### [Work task]
Copy down all of the data underneath, exactly as shown.

### [Stored data]

■ ■ ■ ■

PR #116, opened 2024-08-16
/api/chat/add-message API endpoint + sdk method

andresgutgon:
# What?
We want to allow users to keep talking with a document. To link document logs with future messages in a chat-like interface they have to pass document log uuid so we can reference the right document log and from there extract the right version and document config to feed the underlying LLM and add a new provider log to the queue

## TODO
- [x] Implement `api/logs/:uuid/add-message` gateway endpoint
- [x] Implement sdk `addMessage` method (Users will be able to add more than one message)
- [x] Use `sdk.addMessage` in playground (temporarily to test e2e the flow)
- [x] Use sdk in an action
- [x] QA it works
- [x] QA it tag logs as `playground`
- [x] QA it put together document logs + message (provider) logs
- [x] Add tests to `addMessages` provider function
- [x] Add tests to `addMessages` gateway API handler 
- [x] Add tests to `addMessages` SDK function


apps/gateway/src/routes/api/v1/projects/:projectId/commits/:commitUuid/documents/handlers/addMessage.ts
```diff
@@ -0,0 +1,93 @@
...
+    queues.defaultQueue.jobs.enqueueCreateDocumentLogJob({
+      commit,
+      data: {
+        uuid: result.documentLogUuid,
+        documentUuid: document.documentUuid,
+        resolvedContent: result.resolvedContent,
+        parameters,
+        duration: Date.now() - startTime,
+      },
+    })
```
csansoon, line 74: No need for a new `documentLog`

andresgutgon: Wip copy & paste I'll 🔥

apps/web/src/actions/documents/streamTextAction.ts
```diff
@@ -1,79 +0,0 @@
...
-          provider: apiKey,
-          messages,
-          config: rest,
-        },
-        {
-          providerLogHandler: (log) => {
-            queues.defaultQueue.jobs.enqueueCreateProviderLogJob({
-              ...log,
-              documentLogUuid,
-              source: LogSources.Playground,
```
andresgutgon, line 52: TODO: tag `sdk.addMessages` as `LogSources.Playground`

apps/gateway/src/common/routes.ts
```diff
@@ -4,6 +4,10 @@ const ROUTES = {
     Base: '/api',
     V1: {
       Base: '/v1',
+      DocumentLogs: {
+        Base: '/document-logs',
+        AddMessage: '/:documentLogUuid/add-message',
+      },
```
csansoon, line 10: We could expose this just as `/chat`, user does not need to know this is a "document log".

apps/gateway/src/routes/api/v1/document-logs/:documentLogUuid/handlers/addMessage.ts
```diff
@@ -0,0 +1,42 @@
...
+            source,
+            apiKeyId: apiKey.id,
+          })
+        },
+      }).then((r) => r.unwrap())
+
+      await pipeToStream(stream, result.stream)
+    })
+  },
+)
```
csansoon, line 42: If we can add new messages to a chat, I think it may be interesting to mark which of the `providerLogs` is the last one of the chan, and which are from an afterwards added message.

An example of this is "time until response", which is the time spent until getting the stream of the latest step in a chain. To estimate this, I am currently doing `documentLogDuration` - `lastProviderLogDuration`, but this would no longer work when new messages are added afterwards.

packages/core/src/services/documentLogs/addMessages/index.ts
```diff
@@ -0,0 +1,151 @@
...
+      })
+        .then(responseResolve)
+        .catch(responseReject)
+    },
+  })
+
+  // Dummy handling of the response
+  // This is helpful for not throwing the error
+  // when no one is listening to the promise
+  response.then(() => {}).catch(() => {})
```
csansoon, line 77: 👌

apps/gateway/src/common/routes.ts
andresgutgon: `/chat/:documentLogUuid/add-message`? or `chat/add-message` and `documentLogUuid` as a body param?

packages/core/src/schema/models/providerLogs.ts
```diff
@@ -31,10 +33,10 @@ export const providerLogs = latitudeSchema.table('provider_logs', {
...
     }),
   model: varchar('model'),
-  config: json('config').notNull(),
-  messages: json('messages').notNull(),
-  responseText: text('response_text'),
-  toolCalls: json('tool_calls'),
+  config: json('config').$type<PartialConfig>().notNull(),
+  messages: json('messages').$type<Message[]>().notNull(),
+  responseText: text('response_text').$type<string>().default(''),
+  toolCalls: json('tool_calls').$type<ToolCall[]>().default([]),
```
andresgutgon, line 39: This is awesome. Drizzle can type `json` columns

apps/gateway/src/routes/api/v1/document-logs/:documentLogUuid/handlers/addMessage.ts
andresgutgon: Captured here https://github.com/latitude-dev/latitude-llm/issues/120

apps/gateway/src/common/routes.ts
csansoon: > `/chat/:documentLogUuid/add-message`?

yeah, just a change in the name so that it is more straightforward to the user. I think 'chat' is easier to understand than 'document-logs' to the user, since this is the only use they'll give it through the api.

packages/core/src/schema/models/providerLogs.ts
csansoon: oh wow

packages/core/src/services/documentLogs/addMessages/index.test.ts
```diff
@@ -170,7 +170,8 @@ describe('addMessages', () => {
         messages: [
           ...providerLog.messages,
           {
-            role: MessageRole.assistant,
+            /* role: MessageRole.assistant, */
+            role: 'caracoles',
```
csansoon: repámpanos

andresgutgon: Me has pillado, a ver si pillo yo el faking bug

packages/core/src/tests/factories/documentLogs.ts
```diff
@@ -61,8 +63,11 @@ export async function createDocumentLog({
       return acc + content.length
     }, 0)
     const completionTokens = mockedResponse.length
+    iteration++
+    generatedAt = new Date(generatedAt.getTime() + MS_IN_ONE_DAY * iteration)
```
andresgutgon, line 67: One test where 2 provider logs where created where created with the same timestamp. We add here an artificial day span between logs

packages/core/src/services/ai/index.ts
```diff
@@ -126,6 +128,7 @@ export async function ai(
     onFinish: (event) => {
       providerLogHandler({
         uuid: uuidv4(),
+        generatedAt: logGeneratedAt,
```
andresgutgon, line 131: Introduced `generatedAt` to avoid depending on `createdAt`. I already had issues on CI where `createdAt` was identical and test was failing.

packages/core/src/schema/models/providerLogs.ts
andresgutgon: I added defaults in `responseText` and `toolCalls` I think it doesn't hurt

packages/core/src/schema/models/providerLogs.ts
```diff
@@ -47,6 +50,7 @@ export const providerLogs = latitudeSchema.table('provider_logs', {
       onUpdate: 'cascade',
     },
   ),
+  generatedAt: timestamp('generated_at', { mode: 'date' }).notNull(),
```
andresgutgon, line 53: Now we order provider logs by `generatedAt` instead of by `createdAt`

■ ■ ■ ■

### [Response box]
PR #116, opened 2024-08-16
/api/chat/add-message API endpoint + sdk method

andresgutgon:
# What?
We want to allow users to keep talking with a document. To link document logs with future messages in a chat-like interface they have to pass document log uuid so we can reference the right document log and from there extract the right version and document config to feed the underlying LLM and add a new provider log to the queue

## TODO
- [x] Implement `api/logs/:uuid/add-message` gateway endpoint
- [x] Implement sdk `addMessage` method (Users will be able to add more than one message)
- [x] Use `sdk.addMessage` in playground (temporarily to test e2e the flow)
- [x] Use sdk in an action
- [x] QA it works
- [x] QA it tag logs as `playground`
- [x] QA it put together document logs + message (provider) logs
- [x] Add tests to `addMessages` provider function
- [x] Add tests to `addMessages` gateway API handler 
- [x] Add tests to `addMessages` SDK function


apps/gateway/src/routes/api/v1/projects/:projectId/commits/:commitUuid/documents/handlers/addMessage.ts
```diff
@@ -0,0 +1,93 @@
...
+    queues.defaultQueue.jobs.enqueueCreateDocumentLogJob({
+      commit,
+      data: {
+        uuid: result.documentLogUuid,
+        documentUuid: document.documentUuid,
+        resolvedContent: result.resolvedContent,
+        parameters,
+        duration: Date.now() - startTime,
+      },
+    })
```
csansoon, line 74: No need for a new `documentLog`

andresgutgon: Wip copy & paste I'll 🔥

apps/web/src/actions/documents/streamTextAction.ts
```diff
@@ -1,79 +0,0 @@
...
-          provider: apiKey,
-          messages,
-          config: rest,
-        },
-        {
-          providerLogHandler: (log) => {
-            queues.defaultQueue.jobs.enqueueCreateProviderLogJob({
-              ...log,
-              documentLogUuid,
-              source: LogSources.Playground,
```
andresgutgon, line 52: TODO: tag `sdk.addMessages` as `LogSources.Playground`

apps/gateway/src/common/routes.ts
```diff
@@ -4,6 +4,10 @@ const ROUTES = {
     Base: '/api',
     V1: {
       Base: '/v1',
+      DocumentLogs: {
+        Base: '/document-logs',
+        AddMessage: '/:documentLogUuid/add-message',
+      },
```
csansoon, line 10: We could expose this just as `/chat`, user does not need to know this is a "document log".

apps/gateway/src/routes/api/v1/document-logs/:documentLogUuid/handlers/addMessage.ts
```diff
@@ -0,0 +1,42 @@
...
+            source,
+            apiKeyId: apiKey.id,
+          })
+        },
+      }).then((r) => r.unwrap())
+
+      await pipeToStream(stream, result.stream)
+    })
+  },
+)
```
csansoon, line 42: If we can add new messages to a chat, I think it may be interesting to mark which of the `providerLogs` is the last one of the chan, and which are from an afterwards added message.

An example of this is "time until response", which is the time spent until getting the stream of the latest step in a chain. To estimate this, I am currently doing `documentLogDuration` - `lastProviderLogDuration`, but this would no longer work when new messages are added afterwards.

packages/core/src/services/documentLogs/addMessages/index.ts
```diff
@@ -0,0 +1,151 @@
...
+      })
+        .then(responseResolve)
+        .catch(responseReject)
+    },
+  })
+
+  // Dummy handling of the response
+  // This is helpful for not throwing the error
+  // when no one is listening to the promise
+  response.then(() => {}).catch(() => {})
```
csansoon, line 77: 👌

apps/gateway/src/common/routes.ts
andresgutgon: `/chat/:documentLogUuid/add-message`? or `chat/add-message` and `documentLogUuid` as a body param?

packages/core/src/schema/models/providerLogs.ts
```diff
@@ -31,10 +33,10 @@ export const providerLogs = latitudeSchema.table('provider_logs', {
...
     }),
   model: varchar('model'),
-  config: json('config').notNull(),
-  messages: json('messages').notNull(),
-  responseText: text('response_text'),
-  toolCalls: json('tool_calls'),
+  config: json('config').$type<PartialConfig>().notNull(),
+  messages: json('messages').$type<Message[]>().notNull(),
+  responseText: text('response_text').$type<string>().default(''),
+  toolCalls: json('tool_calls').$type<ToolCall[]>().default([]),
```
andresgutgon, line 39: This is awesome. Drizzle can type `json` columns

apps/gateway/src/routes/api/v1/document-logs/:documentLogUuid/handlers/addMessage.ts
andresgutgon: Captured here https://github.com/latitude-dev/latitude-llm/issues/120

apps/gateway/src/common/routes.ts
csansoon: > `/chat/:documentLogUuid/add-message`?

yeah, just a change in the name so that it is more straightforward to the user. I think 'chat' is easier to understand than 'document-logs' to the user, since this is the only use they'll give it through the api.

packages/core/src/schema/models/providerLogs.ts
csansoon: oh wow

packages/core/src/services/documentLogs/addMessages/index.test.ts
```diff
@@ -170,7 +170,8 @@ describe('addMessages', () => {
         messages: [
           ...providerLog.messages,
           {
-            role: MessageRole.assistant,
+            /* role: MessageRole.assistant, */
+            role: 'caracoles',
```
csansoon: repámpanos

andresgutgon: Me has pillado, a ver si pillo yo el faking bug

packages/core/src/tests/factories/documentLogs.ts
```diff
@@ -61,8 +63,11 @@ export async function createDocumentLog({
       return acc + content.length
     }, 0)
     const completionTokens = mockedResponse.length
+    iteration++
+    generatedAt = new Date(generatedAt.getTime() + MS_IN_ONE_DAY * iteration)
```
andresgutgon, line 67: One test where 2 provider logs where created where created with the same timestamp. We add here an artificial day span between logs

packages/core/src/services/ai/index.ts
```diff
@@ -126,6 +128,7 @@ export async function ai(
     onFinish: (event) => {
       providerLogHandler({
         uuid: uuidv4(),
+        generatedAt: logGeneratedAt,
```
andresgutgon, line 131: Introduced `generatedAt` to avoid depending on `createdAt`. I already had issues on CI where `createdAt` was identical and test was failing.

packages/core/src/schema/models/providerLogs.ts
andresgutgon: I added defaults in `responseText` and `toolCalls` I think it doesn't hurt

packages/core/src/schema/models/providerLogs.ts
```diff
@@ -47,6 +50,7 @@ export const providerLogs = latitudeSchema.table('provider_logs', {
       onUpdate: 'cascade',
     },
   ),
+  generatedAt: timestamp('generated_at', { mode: 'date' }).notNull(),
```
andresgutgon, line 53: Now we order provider logs by `generatedAt` instead of by `createdAt`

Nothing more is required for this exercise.